Inspiration
Memory
I had one of those flashes of inspiration that go off in one’s brain now and then like a flashbulb or a bolt of lightning. I said, “I’d like to take a picture of all of you so I can be sure that I’ll never forget you.”
I had all my classmates gather at one end of the room for a group portrait. I spent some time moving them around to get a good composition, and then I said, “Okay, everybody, that looks just perfect. Now everybody smile.” Everybody smiled, and I held the camera to my eye. The familiar uncertainty gripped me, and my finger trembled over the button. I clamped my teeth together, closed my eyes, and pushed.
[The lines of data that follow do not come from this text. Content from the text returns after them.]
PR #370, opened 2026-06-16
fix: move the block-devices snap plug under pebble

alemar99:
`/usr/sbin/blkid` access was denied because the correct profile to apply the plug is pebble and not maas.

Dmesg apparmor message:
``` 
audit: type=1400 audit(1781602195.196:6720172): apparmor="DENIED" operation="exec" class="file" namespace="root//lxd-foo_<var-snap-lxd-common-lxd>" profile="snap.maas.pebble" name="/usr/sbin/blkid" pid=2093677 comm="amd64" requested_mask="x" denied_mask="x" fsuid=1000000 ouid=1000000
```

### DIFF
--- a/snap/snapcraft.yaml
+++ b/snap/snapcraft.yaml
@@ -50,6 +50,7 @@ apps:
     command: usr/bin/run-pebble-daemon
     plugs:
       - avahi-observe
+      - block-devices  # allow blkid (machine-resources) to read disk devices
       - hardware-observe
       - kernel-module-observe
       - mount-observe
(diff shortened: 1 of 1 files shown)


maas-lander:
- [ ] Direct message
- [ ] ~maas

snap/snapcraft.yaml
```diff
@@ -65,8 +66,6 @@ apps:
   maas:
     command: usr/bin/maas
     plugs:
-      - block-devices  # allow blkid (machine-resources) to read disk devices
-      - hardware-observe  # allow machine-resources to read hardware info from /sys
```
r00ta, line 69: you need hardware-observe otherwise the host-info can't read information of gpu, at least on my system

alemar99: hardware-observe plug is already there for pebble

r00ta (approved):

PR #371, opened 2026-06-16
fix(deps): include missing python3 dependencies for debs

alemar99:
The python3-ulid and python3-tz were missing in the debian control file, causing maas not being able to be installed/executed.


maas-lander:
- [ ] Direct message
- [ ] ~maas

alexsander-souza (approved):

PR #373, opened 2026-06-16
fix(dhcp): change decimal to octal format for config file permissions LP#2156073 (#364)

nehjoshi:
When calling `writeConfigFileDeb` we are passing in an octal value, but parsing it as a decimal value, which was incorrect, and was causing the incorrect permission mode (see bug link).

Resolves: [LP:2156073](https://bugs.launchpad.net/maas/+bug/2156073)
(cherry picked from commit [cd37a9d](https://github.com/canonical/maas/commit/cd37a9d65d708103101057d107859124bca3f2aa))


maas-lander:
- [ ] Direct message
- [ ] ~maas

PR #377, opened 2026-06-16
fix: sudo-rs doesn't support "-E" flag

alemar99:
Replace the occurrences with explicit `--preserve-env=<var>` where those vars were known.


maas-lander:
- [ ] Direct message
- [ ] ~maas

alemar99:
This resulted in scripts result to be like this:
```bash
ubuntu@debmaas:~$ cat maas-commission-9jfr_9t1/out/50-maas-01-commissioning
sudo: preserving the entire environment is not supported, '-E' is ignored
ubuntu@debmaas:~$ cat maas-commission-9jfr_9t1/out/20-maas-03-machine-resources
sudo: preserving the entire environment is not supported, '-E' is ignored
Prepended http:// to '/MAAS/machine-resources/amd64'
http:///MAAS/machine-resources/amd64: Invalid host name.
```

r00ta (commented):
is this a problem also when resolute is set used as commissioning image? We might have to backport to 3.7, 3.6 and 3.5

alemar99:
Good point, I didn't tested but I suppose that's the case

src/metadataserver/user_data/templates/snippets/maas_run_remote_scripts.py
```diff
@@ -167,11 +167,33 @@ def download_and_extract_tar(url, creds, scripts_dir):
         return True
 
 
+# sudo-rs doesn't implement the -E flag, so we pass --preserve-env for each
+# environment variable we need to keep. These cover the proxy configuration
+# and the apt non-interactive frontend.
+# XXX: Some env vars previously passed might not be included in this list.
+SUDO_PRESERVE_ENV_VARS = [
```
tmerten, line 174: Not sure if we usually do this as a practice but this could be reused in the test.

src/provisioningserver/refresh/__init__.py
```diff
@@ -121,8 +121,21 @@ def runscripts(
             "RESULT_PATH": result_path,
             "TMPDIR": tmpdir,
         }
+
+        env = os.environ | env_vars
```
tmerten: nitpick, this is not needed here, can be moved closer to or possibly in try block below

tmerten (changes requested):
a question and a nitpick inline

tmerten (approved):
lovely, ty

“Okay, everybody, you can relax now,” I called out. I wound the knob on the bottom of the camera. “You know,” I said, “snapshots capture your memories forever.”
I wasn’t using film in the camera, of course, so my memories began to fade as soon as I walked out the door.Little Follies, “The Girl with the White Fur Muff”
Unfortunately nothing is so difficult to represent by literary means as a man thinking. A great scientist, when he was once asked how he managed to hit upon so much that was new, replied: “By keeping on thinking about it.” And indeed it may safely be said that unexpected inspirations are produced by no other means than by the expectation of them. To no small extent they are a success due to character, permanent inclinations, unflagging ambition and persistent work. How boring such persistence must be!
Memory is a central component of the brain mechanisms that lead to consciousness. It is commonly assumed that memory involves the inscription and storage of information, but what is stored? Is it a coded message? When it is “read out” or recovered, is it unchanged? These questions point to the widespread assumption that what is stored is some kind of representation. This chapter takes the opposite viewpoint, consistent with a selectionist approach, that memory is nonrepresentational. We see memory as the ability of a dynamic system that is molded by selection and exhibits degeneracy to repeat or suppress a mental or physical act. This novel view of memory is illustrated with a geological comparison; memory is more like the melting and refreezing of a glacier than it is like an inscription on a rock.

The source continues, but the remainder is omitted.